◆ REQUIRED ACTION: Each line of the entries that mentions the string "modal" needs to be reported.

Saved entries
PR #1454, opened 2017-10-12
Changed reconnection and load balancing for Cassandra

sallakarppinen:
What it says on the tin; this *may* help with the test issues. There's a couple of things here I'd like to check... Firstly I'm not sure if we want to have `consistency: 'two'` or if we should set it to some other value, or even not set it at all in the client and allow instances to specify it for themselves in cassandra.yaml... Secondly, I'm not sure if we want to keep the `readTimeout` value here - see comment in the [client options doc](http://docs.datastax.com/en/developer/nodejs-driver/3.3/api/type.ClientOptions/).

### DIFF
--- a/node_modules/oae-util/lib/cassandra.js
+++ b/node_modules/oae-util/lib/cassandra.js
@@ -96,10 +96,9 @@ var _createNewClient = function (hosts, keyspace) {
         keyspace: keyspace,
         protocolOptions: { maxVersion: 3 },
         socketOptions: {
-            readTimeout: CONFIG.timeout,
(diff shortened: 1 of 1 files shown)


brecke:
Right, let's have a go at it like this and go from there.

Regarding consistency, I have tried with `queryOptions: { consistency: types.consistencies.quorum }` and got the same results :(

Let's also try removing the timeout then and see where that leads us.

sallakarppinen:
Cool, I've changed consistency and taken out the read timeout.

PR #1502, opened 2018-01-09
Fixes #1501

### LINKED ISSUE #1501: CircleCI doesn't pass for any branches other than master
The `oae-version` test fails all the time if we're testing some branch other than master, because of this line:

```
- run: git submodule foreach -q --recursive 'branch="$(git config -f $toplevel/.gitmodules submodule.$name.branch)"; [ -z "$branch" ] && git checkout master || git checkout $branch'
```

Which means that we have to change the `oae-version` so that it expects `3akai-ux` to be a submodule and not a branch.

brecke:
Removed unnecessary line from CCI config
Slight change in test
Refactored a bit

Hopefully CCI will pass tests starting now ^_^

### DIFF
--- a/node_modules/oae-version/lib/api.js
+++ b/node_modules/oae-version/lib/api.js
@@ -13,27 +13,28 @@
  * permissions and limitations under the License.
  */
 
-var _ = require('underscore');
-var fs = require('fs');
-var gift = require('gift');
-var path = require('path');
-var util = require('util');
+const _ = require('underscore');
+const fs = require('fs');
+const gift = require('gift');
+const path = require('path');
+const util = require('util');
 
-var IO = require('oae-util/lib/io');
-var log = require('oae-logger').logger('oae-version');
+const IO = require('oae-util/lib/io');
+const log = require('oae-logger').logger('oae-version');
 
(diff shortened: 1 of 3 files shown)


node_modules/oae-version/lib/api.js
```diff
@@ -79,20 +80,48 @@ var getVersion = module.exports.getVersion = function(callback) {
...
-    _getVersionInfo(_uiPath, callback);
+
+    let submodulePointer = "";
+    let lastCheckedOutCommit = "";
+
+    gift.init(hilaryDirectory, (err, repo)  => {
+        repo.tree().contents((err, children) => {
+
+            // find the 3akai-ux submodule within the tree
+            const submodulePointer = _.find(children, (eachChild) => {
```
sallakarppinen: You checked that this still works when 3akai is *not* a submodule? (For example when installing from package?)

brecke: It won't work in any other situation other than the git submodule, because we're creating a reference CI/CD procedure which uses git-based installs. If the need for package installs arise in the future, we might have to re-think this approach, but hopefully that won't be necessary. Merging because all checks passed 🍾

PR #1528, opened 2018-02-20
Fixes #1527

### LINKED ISSUE #1527: Update settings for pm2 and git based deployment
[PM2](http://pm2.keymetrics.io/docs/usage/quick-start/) acts as both a nodemon replacement in development mode as well as a more robust way of running the app in production

brecke:
Changed frontend path in config.js


config.js
```diff
@@ -28,7 +28,7 @@ var config = module.exports.config = {};
  * @param  {String}    path            The path to the UI static assets
  */
 config.ui = {
-    'path': '../3akai-ux'
+    'path': './3akai-ux'
```
sallakarppinen: Are we sure we want to change the UI path for everyone?

brecke: Well, git submodules have been in place for some time now, and the default development environment makes use of this config as well. 

The production deployment will also use submodules (as it is git-based) so it also needs this setting. At this stage we're changing it in every possible environment and scenario, so why not change it for good?

sallakarppinen: Mainly I'm worried about it breaking other people's deployments if they're grown to rely on the default config. But fair point, proceed at will.

brecke: Well, @dooremont told me he checks config every time they upgrade it, which I think is a very sensible thing to do. Plus, their deployment is going to change soon too.

But you raise an important point and I think we should place this in the release notes next chance we have. 👍

Issue #1407, opened 2017-06-21
Documents in a folder should be shared with its group by default


brecke:
From [uservoice](https://oaeproject.uservoice.com/forums/249738-open-academic-environment/suggestions/8858758-documents-in-a-folder-should-be-shared-with-its-gr):

> When you create a document inside of a folder, the document correctly receives the visibility of the folder as the default visibility. But, the documents in the folder are not shared with the group by default. It should have the same sharing settings as that of the folder.

## Testing

Note: The ~Inherit folder invitations?~ represents the fact that I have decided not to inherit invitations (made on the folder) to the content created / uploaded on that folder. The permissions are inherited (editor, viewer, manager) but the invitations are not.

- [x] Collabdoc
  - [x] Users only
  - [x] Users and invitations
  - [ ] ~Inherit folder invitations?~
- [x] Collabsheet
  - [x] Users only
  - [x] Users and invitations
  - [ ] ~Inherit folder invitations?~
- [x] Single Link
  - [x] Users only
  - [x] Users and invitations
  - [ ] ~Inherit folder invitations?~
- [x] Multiple Links
  - [x] Users only
  - [x] Users and invitations
  - [ ] ~Inherit folder invitations?~
- [x] Single Upload
  - [x] Users only
  - [x] Users and invitations
  - [ ] ~Inherit folder invitations?~
- [x] Multiple uploads
  - [x] Users only
  - [x] Users and invitations
  - [ ] ~Inherit folder invitations?~

ClaireLozano:
Hi ! 

I made a pull request here : https://github.com/oaeproject/Hilary/pull/1548 

It works but I broke the unit tests of the module "oae-content" ... Can you review the changes before I repair the unit test.

ClaireLozano:
Hmm ... almost all (in oae-content) :
> 17 passing (33s)
 > 170 failing

I didn't ran the other tests

brecke:
Uhh.. that's goint to take some work then. But before that, I think we need to redesign the solution to this.

The current behaviour is content being shared with the group as read-only, correct? All the group members can see the document, but just as a "viewer", not as an editor. The problem lies on the fact that they are never made editors even if they have "manage" access on the folder. So, with that in mind, here's what we need to to:

1. We need a way to make it clear to the user that he can inherit the writing permissions when creating a document, and make it default behaviour. I'd suggest something like this:

[...]

PR #1548, opened 2018-03-06
Documents in a folder should be shared with its group by default

ClaireLozano:
Issue : https://github.com/oaeproject/Hilary/issues/1407

---
This change is [Reviewable](https://reviewable.io/reviews/oaeproject/hilary/1548)

### DIFF
--- a/node_modules/oae-content/lib/api.js
+++ b/node_modules/oae-content/lib/api.js
@@ -539,25 +539,67 @@ var _createContent = function(ctx, contentId, revisionId, resourceSubType, displ
             return callback(err);
         }
 
-        // The current user always becomes a manager
-        roles[ctx.user().id] = AuthzConstants.role.MANAGER;
-
-        // Create the resource
-        var createFn = _.partial(ContentDAO.Content.createContent, contentId, revisionId, ctx.user().id, resourceSubType, displayName, description, visibility, otherValues, revisionData);
-        ResourceActions.create(ctx, roles, createFn, function(err, content, revision, memberChangeInfo) {
+        // If the content is on a folder, add those members to the content created 
+        _getFolderMembers(ctx, folders[0].id, roles, function(err, roles) {
             if (err) {
                 return callback(err);
             }
 
-            // Add the content item to the specified folders, if any
-            _addContentItemToFolders(ctx, content, folders, function(err) {
+            // The current user always becomes a manager
+            roles[ctx.user().id] = AuthzConstants.role.MANAGER;
+
+            // Create the resource
+            var createFn = _.partial(ContentDAO.Content.createContent, contentId, revisionId, ctx.user().id, resourceSubType, displayName, description, visibility, otherValues, revisionData);
+            ResourceActions.create(ctx, roles, createFn, function(err, content, revision, memberChangeInfo) {
                 if (err) {
-                    log().warn({'err': err, 'contentId': content.id, 'folders': folders}, 'Could not add a content item to a folder');
+                    return callback(err);
                 }
 
-                return callback(null, content, revision, memberChangeInfo);
+                // Add the content item to the specified folders, if any
+                _addContentItemToFolders(ctx, content, folders, function(err) {
+                    if (err) {
+                        log().warn({'err': err, 'contentId': content.id, 'folders': folders}, 'Could not add a content item to a folder');
+                    }
+
+                    return callback(null, content, revision, memberChangeInfo);
+                });
             });
         });
+    });
+};
+
+/**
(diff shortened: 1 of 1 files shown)


node_modules/oae-content/lib/api.js
```diff
@@ -539,28 +539,77 @@ var _createContent = function(ctx, contentId, revisionId, resourceSubType, displ
...
         }
 
-        // The current user always becomes a manager
-        roles[ctx.user().id] = AuthzConstants.role.MANAGER;
-
-        // Create the resource
-        var createFn = _.partial(ContentDAO.Content.createContent, contentId, revisionId, ctx.user().id, resourceSubType, displayName, description, visibility, otherValues, revisionData);
-        ResourceActions.create(ctx, roles, createFn, function(err, content, revision, memberChangeInfo) {
+        // If the content is on a folder, add those members to the content created 
+        _getFolderMembers(ctx, folders, roles, resourceSubType, function(err, roles) {
```
brecke: aha! here's the problem. These are the roles that are currently valid, but this is not what we want, is it? we want the permissions that have been defined by the user in the "shared with" form. Those are the ones we want.

A good strategy would be to pick the current ones and then filter them using the form. That way we would have the folder roles, e.g.

```
{ 'u:up:SkmX6OL9M': 'manager', 'u:uc:HyDW6O8qf': 'editor' }
```

and then compare it to what comes through the form. For instance, if one user has been removed from the input field inside the modal box, we take it out and it becomes 

```
{ 'u:up:SkmX6OL9M': 'manager' }
```

brecke: The POST that is sent when one creates the document goes like this (in my local scenario):

```
resourceSubType:collabdoc
displayName:My private fifth document
description:
visibility:private
managers:u:up:SkmX6OL9M
managers:u:up:SkmX6OL9M
folders:f:up:rkqGJYUqG
```

So you see, that's the baseline we should be using: `{ 'u:up:SkmX6OL9M': 'manager' }`. The current folder permissions doesn't matter.

On another test, where I didn't remove any users from the "Shared with" field, this is what I got:

```
resourceSubType:collabdoc
displayName:My public document
description:
visibility:private
managers:u:up:SkmX6OL9M
managers:u:uc:HyDW6O8qf 👈 
managers:u:up:SkmX6OL9M
folders:f:up:rkqGJYUqG
```

...which confirms my approach: this is what we need `roles` to contain. 👍

ClaireLozano: I finally removed all my code (no code, no mistake haha) because I get all members on 3akai-ux and there is no need to add code in Hilary but there is something that still bothers me... On a collabdoc, if a user is added on the "setpermissions" modal, they will be added as manager. 

-> So if there is 30 viewers on a folder, when a collabdoc is created inside the folder, this collabdoc will have 30 managers (+ the creator of the resource). 

For me, a viewer of a folder should be editor(or viewer) but not manager ... I don't know, that's just my point of view.

(Just for information, viewers and managers of folder will become viewers of a link created inside the folder.)

brecke:
:lgtm:

---

Review status: all files reviewed at latest revision, 1 unresolved discussion, some commit checks failed.

---



*Comments from [Reviewable](https://beta.reviewable.io/reviews/oaeproject/hilary/1548#-:-L9qV8U59pHusOLVtLlp:bnfp4nl)*

brecke:
Review status: all files reviewed at latest revision, 1 unresolved discussion, some commit checks failed.

---

*[node_modules/oae-content/lib/api.js, line 543 at r1](https://beta.reviewable.io/reviews/oaeproject/hilary/1548#-L8fvq3P02bJgAC_7aXA-r1-543:-L9qX91g2jrxfwbofpbN:b-7did8g) ([raw file](https://github.com/oaeproject/hilary/blob/807851dc48ebd899e76e270d0afde88afb36ec26/node_modules/oae-content/lib/api.js#L543)):*
<details><summary><i>Previously, brecke (Miguel Laginha) wrote…</i></summary><blockquote>

> For me, a viewer of a folder should be editor(or viewer) but not manager ... I don't know, that's just my point of view.

I agree. We need to make a folder viewer into a collabdoc editor.
</blockquote></details>

This is the only comment from this review.. but I'm not sure this is done or whether this was just an idea, you tell me

---


*Comments from [Reviewable](https://beta.reviewable.io/reviews/oaeproject/hilary/1548)*

brecke:
Reviewed 1 of 1 files at r2.
Review status: all files reviewed at latest revision, all discussions resolved, some commit checks failed.

---



*Comments from [Reviewable](https://beta.reviewable.io/reviews/oaeproject/hilary/1548)*

PR #1625, opened 2018-11-22
refactor(docker): replaced pdf2html binary with a docker

### LINKED ISSUE #1624: Dockerize pdf2htmlEX dependency
Follow-up to #1341 so that onboarding and setup is simpler and we can avoid system dependencies for Hilary

brecke:
Added new container to docker-compose
Changed things a bit for webshot binary to be explicitly set

Fixed #1624

---
This change is [Reviewable](https://reviewable.io/reviews/oaeproject/hilary/1625)

### DIFF
--- a/.circleci/config.yml
+++ b/.circleci/config.yml
@@ -2,7 +2,9 @@ version: 2
 jobs:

◆ ANSWER TO THIS TASK:
and then compare it to what comes through the form. For instance, if one user has been removed from the input field inside the modal box, we take it out and it becomes 
ClaireLozano: I finally removed all my code (no code, no mistake haha) because I get all members on 3akai-ux and there is no need to add code in Hilary but there is something that still bothers me... On a collabdoc, if a user is added on the "setpermissions" modal, they will be added as manager. 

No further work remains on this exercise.